As Edward Feser has observed, classical liberalism is all about toleration, but in the end, the only thing it will tolerate is itself. It is a bit of a long argument, but the short version is that the Paradox of Tolerance means that liberalism needs to be intolerant of whatever will threaten its toleration, and that turns out to be, approximately, everything else.
Classical liberalism, as it morphed into contemporary liberalism—more often called “progressivism” or “woke”, though none of these are well-defined terms—has increasingly discovered what it can tolerate and what it can’t. It can tolerate fornication, divorce, adultery (with a few qualifications), drug abuse, all manner of sex-like acts which have no relationship of any kind to procreation, and quite a few other things, though it cannot tolerate slavery, rape, or murder (if the victim has been born more than a few minutes ago). It can tolerate telling other people how to be happy as long as they have asked and the answer is a generally acceptable one.
If one casts one’s eye over the things that modern liberalism will tolerate, there are clearly no principles involved. People occasionally make an attempt at “as long as it doesn’t harm anyone” but abortion clearly harms people. (It’s no answer to say “but we define the victims as not people” since the victims of slavery were defined as not-people too, and liberals don’t excuse that for a second.) Divorce harms people, though some liberals do try to get around this via pretending that it doesn’t. Adultery obviously harms people. For that matter drug abuse clearly harms the one abusing the drugs, but the principle is generally “so long as it doesn’t hurt anyone but the person doing it”. Something that points in the right direction, I think, is that liberals who live in low-crime areas are often tolerant of crime, even including violent crime. This is especially true of white liberals and black-on-black crime. And that last part, I think, gives it away.
Modern liberalism tolerates whatever does not inconvenience the liberal. I don’t mean that liberals are inconsistent and suspend their principles whenever they are personally inconvenienced. I mean that this is their principle, to the degree that they have a principle. Many of them do not even pretend to have principles anymore; at best they have slogans which everyone recognizes that they don’t mean literally or figuratively. They do not pretend to aim for a common good; rather their entire criteria for what can be tolerated is “what does it matter if it doesn’t hurt you?” These purely selfish individuals do need to negotiate with each other because no man is an island, so they must cooperate in banning things that the people they need demand be banned; they are particularly willing to do this if they have no interest in doing the things their allies want banned. All of this makes sense as long as you realize that their principle is unenlightened short-term self interest.
I can’t stress enough that I am not accusing contemporary liberals of being hypocrites. My whole point is that they are not hypocrites.
“abortion clearly harms people.”
There is a fire at a fertility clinic. You can save either a baby or a container holding 2,000 frozen embryos. Which do you choose? In any case, forcing women to remain pregnant against their wishes is clearly not a viable alternative, as can be readily observed by the high rates of illegal abortion in Catholic countries.

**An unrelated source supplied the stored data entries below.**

PR #1260, opened 2024-02-15
ed25519: fix out-of-bounds shifts

ripatel-fd:
Fixes an issue with shift masks greater than integer bit count, which is U.B. in C.  Detected by UBSan.


nlgripto:
perfect

mmcgee-jump (approved):

PR #1262, opened 2024-02-15
util: add fd_rdrand for x86

ripatel-fd:


mmcgee-jump:
Caller needs to be changed to check the return code.

ripatel-fd:
> Caller needs to be changed to check the return code.

Which caller? The PR only adds the method and a test

mmcgee-jump:
Huh, must have looked at the wrong PR.

ripatel-fd:
> Huh, must have looked at the wrong PR.

No sorry for gaslighting you. I removed the offending commit a few days ago.

PR #1265, opened 2024-02-16
test: ed25519 sigverify wycheproof

marctrem:
I still need to cleanup style.


mmcgee-jump:
Please no submodules without a good justification. Is it absolutely necessary? Can we have a test script which fetches wycheproof, or run this out of repo?

PR #1269, opened 2024-02-19
Remove X.509 parser

ripatel-fd:
Once Solana v1.18 activates on mainnet, we won't need a certificate parser any longer.


mmcgee-jump:
Nice

mmcgee-jump (approved):

PR #1270, opened 2024-02-19
Added processing time metrics for the main tiles

nbridge-jump:


ripatel-fd:
As far as I know, Michael added 'stem' metrics that achieve this. So I'm closing this for now.

Issue #1271, opened 2024-02-20
Bring back ClusterFuzz code coverage report


ripatel-fd:
**Problem**

The current coverage report only shows files that are covered by all the tests checked into main (including the fuzz harnesses).

We have a fuzz corpus on ClusterFuzz with additional coverage.

**Suggested Fix**

Generate a second coverage report just from ClusterFuzz and upload it to codecov

PR #1274, opened 2024-02-20
ci: run daily ClusterFuzz report

ripatel-fd:


lidatong (approved):

ripatel-fd:
Closes https://github.com/firedancer-io/firedancer/issues/1271

PR #1277, opened 2024-02-21
Add option to optimize treap iteration

ptaffet-jump:
Pack was spending a substantial amount of time iterating through a treap in sorted order.  The complexity of this can be reduced from O(log(n)) to O(1) by threading a linked list through the nodes.  Iterating with this linked list also eliminates hard-to-predict branches and cache misses.  Maintaining this linked list doesn't affect the complexity of the other treap operations, but it does increase the constant factor slightly and the space requirements somewhat significantly (an extra two indices), so I made this optional.


mmcgee-jump (approved):
Stamping to unblock, looks ok although I don't understand the treap code. kbowers can review out of band.

PR #1280, opened 2024-02-21
reasm: don't use sig field

mmcgee-jump:


ripatel-fd:
Change looks correct, not sure why it's failing. Will investigate later

ripatel-fd:
Thanks for the patch. I'm closing this and will fix the issues in a separate PR.

PR #1860, opened 2024-05-14
flamenco: checkpoint on mismatch

ibhatt-jumptrading:
1. deprecating checkpt_slot option
2. adding cli option for checkpointing at last rooted slot upon mismatch


lheeger-jump (approved):
You can do anything you put your mind to! ⭐️

PR #1866, opened 2024-05-14
Booting fddev off a funky workspace checkpoint

asiegel-jt:


src/app/fdctl/run/tiles/fd_replay.c
```diff
@@ -510,33 +521,52 @@ unprivileged_init( fd_topo_t *      topo,
...
-  if (shmem == NULL)
-    FD_LOG_ERR(( "failed to allocate a funky" ));
-  funk = fd_funk_join( fd_funk_new( shmem, FD_FUNK_MAGIC, ctx->funk_seed, tile->replay.txn_max, tile->replay.index_max ) );
-  if (funk == NULL) {
-    fd_wksp_free_laddr(shmem);
-    FD_LOG_ERR(( "failed to allocate a funky" ));
+  fd_funk_t * funk = NULL;
+  void * shmem = NULL;
+  ctx->snapshot = tile->replay.snapshot;
+  if ( strncmp(ctx->snapshot, "wksp:", 5) == 0 ) {
```
arjain4, line 527: I think we should have a separate field for the wksp name. As far as I can tell snapshot is just getting used as either a snapshot file or a wksp file name which is unclean. These checks should become consistent with all the other arg related checks, instead of checking for a prefix.

src/util/wksp/fd_wksp_io.c
```diff
@@ -492,3 +492,61 @@ fd_wksp_restore( fd_wksp_t *  wksp,
 # undef RBUF_FOOTPRINT
 # undef RBUF_ALIGN
 }
+
+int
+fd_wksp_restore_preview( char const * path,
+                         uint *       seed,
```
arjain4, line 498: nit: rename params to `out_seed` etc for clarity on return params

arjain4 (dismissed):

ibhatt-jumptrading (approved):

src/app/fdctl/run/tiles/fd_replay.c
asiegel-jt: urls will use the http: prefix for snapshot, so I'm just following this convention

lheeger-jump: We need to know the slot number from the snapshot filename. We should probably not be doing HTTP requests this late in start up.

arjain4: Granted the prefix convention might change, but until it does we should have what is current. And even with different prefixes, I don't think this field should be used for both cases. Or it should be renamed to reflect that it can be either

ibhatt-jumptrading (dismissed):

mmcgee-jump (dismissed):
Please remember to squash the commits.

lheeger-jump:
Marked as draft, clogging CI

jumpsiegel (approved):

lheeger-jump (approved):

PR #1885, opened 2024-05-16
ledger: codecov

kbhargava-jump:


.github/codecov.yml
```diff
@@ -9,3 +9,5 @@ flags:
     carryforward: true
   ledgers:
     carryforward: true
+  nightly_ledgers:
```
kbhargava-jump, line 12: carry forward doesn't seem to work yet with my setup, need to look into

kbhargava-jump:
cleaning up

PR #1888, opened 2024-05-16
runtime: fix discriminant in delegate

kbhargava-jump:


lidatong (changes requested):
i dont think that's right. set_state is initializing the stake state. new_stake_state is stack allocated. is there some test failing?

PR #1903, opened 2024-05-17
flamenco: adding slot check to program execution

ibhatt-jumptrading:


ibhatt-jumptrading:
addressed in bpf loader rewrite

PR #1909, opened 2024-05-17
flamenco: gossip version set, no more tmp contact info

lheeger-jump:


src/flamenco/gossip/fd_gossip.c
```diff
@@ -853,7 +805,7 @@ fd_gossip_random_pull( fd_gossip_t * glob, fd_pending_event_arg_t * arg ) {
   (void)arg;
 
   /* Try again in 5 sec */
-  fd_pending_event_t * ev = fd_gossip_add_pending(glob, glob->now + (long)5e9);
+  fd_pending_event_t * ev = fd_gossip_add_pending(glob, glob->now + (long)100e6);
```
arjain4, line 808: what is this change all about?

arjain4 (approved):
looks good

src/flamenco/gossip/fd_gossip.c
lheeger-jump: it was too slow!

lheeger-jump: we will adjust it

PR #1913, opened 2024-05-19
Add TOML fuzz vectors

ripatel-fd:
This PR is fairly large - We might want to move this to a dumping ground repo


ripatel-fd:
@mmcgee-jump I'm assuming you don't want this merged?

ripatel-fd:
@marctrem @nlgripto Can you add these to fuzzcorp? Many thanks

PR #1929, opened 2024-05-22
fuzz, flamenco: fix default sysvar cache loading and add slot bank slot

mjain-jump:
In the Agave fuzz harness, we load default sysvars if there was any failure in decoding the account data. In FD if the data for a sysvar account is corrupt, we load it anyways but don't set the sysvars. We should set default sysvar values if they don't exist.

We now set the slot bank slot as well.

### DIFF
--- a/src/flamenco/runtime/tests/fd_exec_instr_test.c
+++ b/src/flamenco/runtime/tests/fd_exec_instr_test.c
@@ -14,6 +14,7 @@
 #include "../../../funk/fd_funk.h"
 #include "../../../util/bits/fd_float.h"
 #include <assert.h>
+#include "../sysvar/fd_sysvar_cache.h"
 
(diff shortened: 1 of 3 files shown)


src/flamenco/runtime/tests/fd_exec_instr_test.c
```diff
@@ -14,6 +14,7 @@
 #include "../../../funk/fd_funk.h"
 #include "../../../util/bits/fd_float.h"
 #include <assert.h>
+#include "../sysvar/fd_sysvar_cache.c"
```
topointon-jump, line 17: Can we move the types to the header file instead please? Thanks so much

topointon-jump (changes requested):

topointon-jump (approved):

“(It’s no answer to say “but we define the victims as not people” since the victims of slavery were defined as not-people too, and liberals don’t excuse that for a second.)”
But wait! The Old Testament justifies the enslavement of the “heathens that surround you” by defining them as non-people.
“Divorce harms people, though some liberals do try to get around this via pretending that it doesn’t.”
Forcing couples to stay together also harms people, especially if a relationship is abusive. Have you not heard of domestic violence?
“Adultery obviously harms people.”
It can do, but what would you do to prevent adultery – stone people to death? That might cause some harm.
“For that matter drug abuse clearly harms the one abusing the drugs,”
Alcohol is arguably the most harmful drug but it’s tolerated by Christianity. Jesus was a supplier, wasn’t he?
Drugs can cause harm, but criminalising drugs causes more harm by driving the drug trade into the hands of criminal cartels who can be more powerful than governments. Incidentally, I don’t think it’s a coincidence that the most powerful criminal cartels are all based in Catholic countries. But then, Catholicism itself is little more than a protection racket: “Nice soul you’ve got there. Be a shame if something were to happen to it.”